Saved data entries:
PR #972, opened 2021-09-19
 Use `sendBeacon` to send kernel shutdown request.

trungleduc:
## References

 Support for synchronous use of `XMLHTTPRequest()` during page unloads is removed from Chrome (https://www.chromestatus.com/feature/4664843055398912). 

## Code changes
Use `sendBeacon` to send kernel shutdown request on `beforeunload` event

## User-facing changes
N/A

N/A

### DIFF
--- a/share/jupyter/voila/templates/base/static/main.js
+++ b/share/jupyter/voila/templates/base/static/main.js
@@ -52,10 +52,12 @@ require([window.voila_js_url || 'static/voila'], function(voila) {
             // it seems if we attach this to early, it will not be called
             const matches = document.cookie.match('\\b_xsrf=([^;]*)\\b');
             const xsrfToken = (matches && matches[1]) || '';
+            const  configData = JSON.parse(document.getElementById('jupyter-config-data').textContent);
+            const baseUrl = configData.baseUrl;
             window.addEventListener('beforeunload', function (e) {
                 const data = new FormData();
                 data.append("_xsrf", xsrfToken);
-                window.navigator.sendBeacon(`/voila/api/shutdown/${kernel.id}`, data);
+                window.navigator.sendBeacon(`${baseUrl}voila/api/shutdown/${kernel.id}`, data);
                 kernel.dispose();
             });
             await widgetManager.build_widgets();
--- a/share/jupyter/voila/templates/base/static/main.js
+++ b/share/jupyter/voila/templates/base/static/main.js
@@ -52,7 +52,7 @@ require([window.voila_js_url || 'static/voila'], function(voila) {
             // it seems if we attach this to early, it will not be called
             const matches = document.cookie.match('\\b_xsrf=([^;]*)\\b');
             const xsrfToken = (matches && matches[1]) || '';
-            const  configData = JSON.parse(document.getElementById('jupyter-config-data').textContent);
+            const configData = JSON.parse(document.getElementById('jupyter-config-data').textContent);
             const baseUrl = configData.baseUrl;
             window.addEventListener('beforeunload', function (e) {
                 const data = new FormData();
--- a/share/jupyter/voila/templates/base/static/main.js
+++ b/share/jupyter/voila/templates/base/static/main.js
@@ -53,10 +53,9 @@ require([window.voila_js_url || 'static/voila'], function(voila) {
             const matches = document.cookie.match('\\b_xsrf=([^;]*)\\b');
             const xsrfToken = (matches && matches[1]) || '';
             window.addEventListener('beforeunload', function (e) {
-                const xhttp = new XMLHttpRequest();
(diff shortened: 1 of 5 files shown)


jtpio:
Thanks @trungleduc.

Re-reading the discussion in https://github.com/voila-dashboards/voila/pull/612, I think the original intent was to be able to set that flag to `false` so the request doesn't get aborted in the middle of the page unload.

jtpio:
>  is removed from Chrome (https://www.chromestatus.com/feature/4664843055398912)

Given this:

> "While this is reasonable, there are no good reasons to use synchronous XHR. Instead SendBeacon, Fetch keep-alive should be used (in addition to sending analytics periodically and on pagevisibility etc.)."

Maybe we should give another look at using `sendBeacon` which was experimented with in https://github.com/voila-dashboards/voila/pull/612#issuecomment-632751938

trungleduc:
Thanks @jtpio, sorry for didn't read the discussion in #612 before. I'll open an issue and try the `sendBeacon` with this PR

jtpio:
Thanks!

Testing on Binder with this link:

https://mybinder.org/v2/gh/trungleduc/voila/fix-kernel-shutdown?urlpath=voila%2Ftree%2Fnotebooks

It looks like the request is correctly sent, but returns a `405`:

https://user-images.githubusercontent.com/591645/134173273-16f9dde8-1636-4788-82da-dd55f78989e9.mp4

Not sure if it's a limitation on the Binder side. Voila runs as a server extension there and the diff looks good w.r.t that.

trungleduc:
It looks like the POST URL `https://hub.gke2.mybinder.org/voila/api/shutdown/...` is not correct  since Voila server is exposed at `https://hub.gke2.mybinder.org/user/trungleduc-voila-mxw256mu/`. It should send request to something like `https://hub.gke2.mybinder.org/user/trungleduc-voila-mxw256mu/voila/api/shutdown/...` to make it works

share/jupyter/voila/templates/base/static/main.js
```diff
@@ -53,10 +53,9 @@ require([window.voila_js_url || 'static/voila'], function(voila) {
             const matches = document.cookie.match('\\b_xsrf=([^;]*)\\b');
             const xsrfToken = (matches && matches[1]) || '';
             window.addEventListener('beforeunload', function (e) {
-                const xhttp = new XMLHttpRequest();
-                xhttp.open("DELETE", `/api/kernels/${kernel.id}`, false);
-                xhttp.setRequestHeader('X-XSRFToken', xsrfToken);
-                xhttp.send();
+                const data = new FormData();
+                data.append("_xsrf", xsrfToken);
+                window.navigator.sendBeacon(`/voila/api/shutdown/${kernel.id}`, data);
```
jtpio, line 58: So probably here we need to handle the base URL?

voila/app.py
```diff
@@ -470,6 +471,7 @@ def start(self):
                     'default_filename': 'index.html'
                 },
             ),
+            (url_path_join(self.server_url, r'/voila/api/shutdown/(.*)'), VoilaShutdownKernelHandler)
```
jtpio, line 474: Also maybe we could cover this new endpoint with a small unit test?

share/jupyter/voila/templates/base/static/main.js
```diff
@@ -52,11 +52,12 @@ require([window.voila_js_url || 'static/voila'], function(voila) {
             // it seems if we attach this to early, it will not be called
             const matches = document.cookie.match('\\b_xsrf=([^;]*)\\b');
             const xsrfToken = (matches && matches[1]) || '';
+            const  configData = JSON.parse(document.getElementById('jupyter-config-data').textContent);
```
jtpio, line 55: Minor formatting edit to remove an extra space:

```suggestion
            const configData = JSON.parse(document.getElementById('jupyter-config-data').textContent);
```

voila/shutdown_kernel_handler.py
```diff
@@ -0,0 +1,13 @@
...
+from jupyter_server.base.handlers import APIHandler
+
+
+class VoilaShutdownKernelHandler(APIHandler):
+    """ Handler to shut down kernel on page's `beforeunload` event.
+    """
+
+    @tornado.web.authenticated
+    async def post(self, kernel_id):
+        await self.kernel_manager.shutdown_kernel(kernel_id)
```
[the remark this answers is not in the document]
trungleduc: Yes, you're right. How can I have access to jupyter lab console like in this image? It seems very useful for debugging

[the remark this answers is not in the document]
jtpio: On Binder the log file is available under `~/.jupyter-server-log.txt`:

image

trungleduc:
it seems to work now in Binder 

voila

jtpio (approved):
Thanks @trungleduc!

* _Task brief_
For each record above, output it exactly as written.

* _Written solution_
PR #972, opened 2021-09-19
 Use `sendBeacon` to send kernel shutdown request.

trungleduc:
## References

 Support for synchronous use of `XMLHTTPRequest()` during page unloads is removed from Chrome (https://www.chromestatus.com/feature/4664843055398912). 

## Code changes
Use `sendBeacon` to send kernel shutdown request on `beforeunload` event

## User-facing changes
N/A

N/A

### DIFF
--- a/share/jupyter/voila/templates/base/static/main.js
+++ b/share/jupyter/voila/templates/base/static/main.js
@@ -52,10 +52,12 @@ require([window.voila_js_url || 'static/voila'], function(voila) {
             // it seems if we attach this to early, it will not be called
             const matches = document.cookie.match('\\b_xsrf=([^;]*)\\b');
             const xsrfToken = (matches && matches[1]) || '';
+            const  configData = JSON.parse(document.getElementById('jupyter-config-data').textContent);
+            const baseUrl = configData.baseUrl;
             window.addEventListener('beforeunload', function (e) {
                 const data = new FormData();
                 data.append("_xsrf", xsrfToken);
-                window.navigator.sendBeacon(`/voila/api/shutdown/${kernel.id}`, data);
+                window.navigator.sendBeacon(`${baseUrl}voila/api/shutdown/${kernel.id}`, data);
                 kernel.dispose();
             });
             await widgetManager.build_widgets();
--- a/share/jupyter/voila/templates/base/static/main.js
+++ b/share/jupyter/voila/templates/base/static/main.js
@@ -52,7 +52,7 @@ require([window.voila_js_url || 'static/voila'], function(voila) {
             // it seems if we attach this to early, it will not be called
             const matches = document.cookie.match('\\b_xsrf=([^;]*)\\b');
             const xsrfToken = (matches && matches[1]) || '';
-            const  configData = JSON.parse(document.getElementById('jupyter-config-data').textContent);
+            const configData = JSON.parse(document.getElementById('jupyter-config-data').textContent);
             const baseUrl = configData.baseUrl;
             window.addEventListener('beforeunload', function (e) {
                 const data = new FormData();
--- a/share/jupyter/voila/templates/base/static/main.js
+++ b/share/jupyter/voila/templates/base/static/main.js
@@ -53,10 +53,9 @@ require([window.voila_js_url || 'static/voila'], function(voila) {
             const matches = document.cookie.match('\\b_xsrf=([^;]*)\\b');
             const xsrfToken = (matches && matches[1]) || '';
             window.addEventListener('beforeunload', function (e) {
-                const xhttp = new XMLHttpRequest();
(diff shortened: 1 of 5 files shown)


jtpio:
Thanks @trungleduc.

Re-reading the discussion in https://github.com/voila-dashboards/voila/pull/612, I think the original intent was to be able to set that flag to `false` so the request doesn't get aborted in the middle of the page unload.

jtpio:
>  is removed from Chrome (https://www.chromestatus.com/feature/4664843055398912)

Given this:

> "While this is reasonable, there are no good reasons to use synchronous XHR. Instead SendBeacon, Fetch keep-alive should be used (in addition to sending analytics periodically and on pagevisibility etc.)."

Maybe we should give another look at using `sendBeacon` which was experimented with in https://github.com/voila-dashboards/voila/pull/612#issuecomment-632751938

trungleduc:
Thanks @jtpio, sorry for didn't read the discussion in #612 before. I'll open an issue and try the `sendBeacon` with this PR

jtpio:
Thanks!

Testing on Binder with this link:

https://mybinder.org/v2/gh/trungleduc/voila/fix-kernel-shutdown?urlpath=voila%2Ftree%2Fnotebooks

It looks like the request is correctly sent, but returns a `405`:

https://user-images.githubusercontent.com/591645/134173273-16f9dde8-1636-4788-82da-dd55f78989e9.mp4

Not sure if it's a limitation on the Binder side. Voila runs as a server extension there and the diff looks good w.r.t that.

trungleduc:
It looks like the POST URL `https://hub.gke2.mybinder.org/voila/api/shutdown/...` is not correct  since Voila server is exposed at `https://hub.gke2.mybinder.org/user/trungleduc-voila-mxw256mu/`. It should send request to something like `https://hub.gke2.mybinder.org/user/trungleduc-voila-mxw256mu/voila/api/shutdown/...` to make it works

share/jupyter/voila/templates/base/static/main.js
```diff
@@ -53,10 +53,9 @@ require([window.voila_js_url || 'static/voila'], function(voila) {
             const matches = document.cookie.match('\\b_xsrf=([^;]*)\\b');
             const xsrfToken = (matches && matches[1]) || '';
             window.addEventListener('beforeunload', function (e) {
-                const xhttp = new XMLHttpRequest();
-                xhttp.open("DELETE", `/api/kernels/${kernel.id}`, false);
-                xhttp.setRequestHeader('X-XSRFToken', xsrfToken);
-                xhttp.send();
+                const data = new FormData();
+                data.append("_xsrf", xsrfToken);
+                window.navigator.sendBeacon(`/voila/api/shutdown/${kernel.id}`, data);
```
jtpio, line 58: So probably here we need to handle the base URL?

voila/app.py
```diff
@@ -470,6 +471,7 @@ def start(self):
                     'default_filename': 'index.html'
                 },
             ),
+            (url_path_join(self.server_url, r'/voila/api/shutdown/(.*)'), VoilaShutdownKernelHandler)
```
jtpio, line 474: Also maybe we could cover this new endpoint with a small unit test?

share/jupyter/voila/templates/base/static/main.js
```diff
@@ -52,11 +52,12 @@ require([window.voila_js_url || 'static/voila'], function(voila) {
             // it seems if we attach this to early, it will not be called
             const matches = document.cookie.match('\\b_xsrf=([^;]*)\\b');
             const xsrfToken = (matches && matches[1]) || '';
+            const  configData = JSON.parse(document.getElementById('jupyter-config-data').textContent);
```
jtpio, line 55: Minor formatting edit to remove an extra space:

```suggestion
            const configData = JSON.parse(document.getElementById('jupyter-config-data').textContent);
```

voila/shutdown_kernel_handler.py
```diff
@@ -0,0 +1,13 @@
...
+from jupyter_server.base.handlers import APIHandler
+
+
+class VoilaShutdownKernelHandler(APIHandler):
+    """ Handler to shut down kernel on page's `beforeunload` event.
+    """
+
+    @tornado.web.authenticated
+    async def post(self, kernel_id):
+        await self.kernel_manager.shutdown_kernel(kernel_id)
```
[the remark this answers is not in the document]
trungleduc: Yes, you're right. How can I have access to jupyter lab console like in this image? It seems very useful for debugging

[the remark this answers is not in the document]
jtpio: On Binder the log file is available under `~/.jupyter-server-log.txt`:

image

trungleduc:
it seems to work now in Binder 

voila

jtpio (approved):
Thanks @trungleduc!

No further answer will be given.